# [Exercise]
Every line of the data that contains the string "Should" must be copied.

# [Records for the exercise]
((

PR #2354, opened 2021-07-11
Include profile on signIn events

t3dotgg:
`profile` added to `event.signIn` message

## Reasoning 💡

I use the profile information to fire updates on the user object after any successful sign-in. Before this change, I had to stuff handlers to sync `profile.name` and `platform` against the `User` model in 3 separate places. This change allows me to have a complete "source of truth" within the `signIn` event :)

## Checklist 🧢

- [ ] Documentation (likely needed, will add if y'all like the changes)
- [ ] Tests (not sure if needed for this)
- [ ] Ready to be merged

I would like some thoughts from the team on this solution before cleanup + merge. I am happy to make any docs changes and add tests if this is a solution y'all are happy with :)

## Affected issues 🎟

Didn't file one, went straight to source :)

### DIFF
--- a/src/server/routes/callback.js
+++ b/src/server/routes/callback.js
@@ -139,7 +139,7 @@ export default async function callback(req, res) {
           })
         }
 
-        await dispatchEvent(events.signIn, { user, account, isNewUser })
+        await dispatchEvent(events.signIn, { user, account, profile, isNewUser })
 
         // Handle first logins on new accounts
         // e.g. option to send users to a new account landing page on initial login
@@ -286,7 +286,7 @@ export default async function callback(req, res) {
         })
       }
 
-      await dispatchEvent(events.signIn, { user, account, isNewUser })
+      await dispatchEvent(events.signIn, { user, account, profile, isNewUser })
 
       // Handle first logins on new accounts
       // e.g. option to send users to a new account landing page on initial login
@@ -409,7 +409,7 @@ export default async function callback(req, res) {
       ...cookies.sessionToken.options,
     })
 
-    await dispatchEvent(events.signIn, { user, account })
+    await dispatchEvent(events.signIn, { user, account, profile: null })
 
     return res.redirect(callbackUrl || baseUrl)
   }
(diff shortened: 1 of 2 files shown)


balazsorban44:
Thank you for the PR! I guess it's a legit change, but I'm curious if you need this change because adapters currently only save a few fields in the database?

))
((

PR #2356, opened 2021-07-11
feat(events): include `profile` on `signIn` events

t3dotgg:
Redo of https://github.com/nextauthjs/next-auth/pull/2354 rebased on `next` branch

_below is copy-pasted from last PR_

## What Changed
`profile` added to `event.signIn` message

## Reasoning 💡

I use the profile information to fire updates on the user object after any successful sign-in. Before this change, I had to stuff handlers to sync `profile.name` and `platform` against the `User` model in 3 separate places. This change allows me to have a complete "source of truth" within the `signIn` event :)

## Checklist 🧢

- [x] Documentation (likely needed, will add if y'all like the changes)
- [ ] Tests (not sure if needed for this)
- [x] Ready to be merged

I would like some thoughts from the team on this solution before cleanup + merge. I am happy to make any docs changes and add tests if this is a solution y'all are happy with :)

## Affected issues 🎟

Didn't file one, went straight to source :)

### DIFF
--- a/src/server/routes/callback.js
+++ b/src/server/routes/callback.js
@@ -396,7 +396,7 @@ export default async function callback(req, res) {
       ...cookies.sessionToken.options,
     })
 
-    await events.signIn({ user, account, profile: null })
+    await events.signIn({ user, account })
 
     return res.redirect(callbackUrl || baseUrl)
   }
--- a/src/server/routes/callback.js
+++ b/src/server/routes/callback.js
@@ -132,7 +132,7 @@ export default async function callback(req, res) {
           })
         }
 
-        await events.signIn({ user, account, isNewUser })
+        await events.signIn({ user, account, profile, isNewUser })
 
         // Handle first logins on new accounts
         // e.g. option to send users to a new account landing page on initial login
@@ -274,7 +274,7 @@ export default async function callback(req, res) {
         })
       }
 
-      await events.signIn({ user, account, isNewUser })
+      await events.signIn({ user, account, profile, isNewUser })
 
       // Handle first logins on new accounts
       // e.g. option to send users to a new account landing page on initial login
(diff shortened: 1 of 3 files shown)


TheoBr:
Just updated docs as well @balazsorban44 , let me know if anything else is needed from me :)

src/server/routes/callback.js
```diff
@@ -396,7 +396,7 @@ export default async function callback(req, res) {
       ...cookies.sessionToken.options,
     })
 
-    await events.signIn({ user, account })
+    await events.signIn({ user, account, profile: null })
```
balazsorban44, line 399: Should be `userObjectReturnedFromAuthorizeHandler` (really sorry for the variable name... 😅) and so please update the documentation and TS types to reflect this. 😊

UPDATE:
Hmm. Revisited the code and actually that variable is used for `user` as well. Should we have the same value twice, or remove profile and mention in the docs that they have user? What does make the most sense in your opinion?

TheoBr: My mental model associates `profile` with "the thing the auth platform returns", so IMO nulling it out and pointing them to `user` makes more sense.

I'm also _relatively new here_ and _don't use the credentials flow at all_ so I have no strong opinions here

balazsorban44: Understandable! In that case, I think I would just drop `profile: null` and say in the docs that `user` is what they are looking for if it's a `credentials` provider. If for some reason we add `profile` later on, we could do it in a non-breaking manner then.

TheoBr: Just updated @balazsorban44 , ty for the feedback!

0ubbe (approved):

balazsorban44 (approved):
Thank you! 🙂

))

# [Solution]
balazsorban44, line 399: Should be `userObjectReturnedFromAuthorizeHandler` (really sorry for the variable name... 😅) and so please update the documentation and TS types to reflect this. 😊
Hmm. Revisited the code and actually that variable is used for `user` as well. Should we have the same value twice, or remove profile and mention in the docs that they have user? What does make the most sense in your opinion?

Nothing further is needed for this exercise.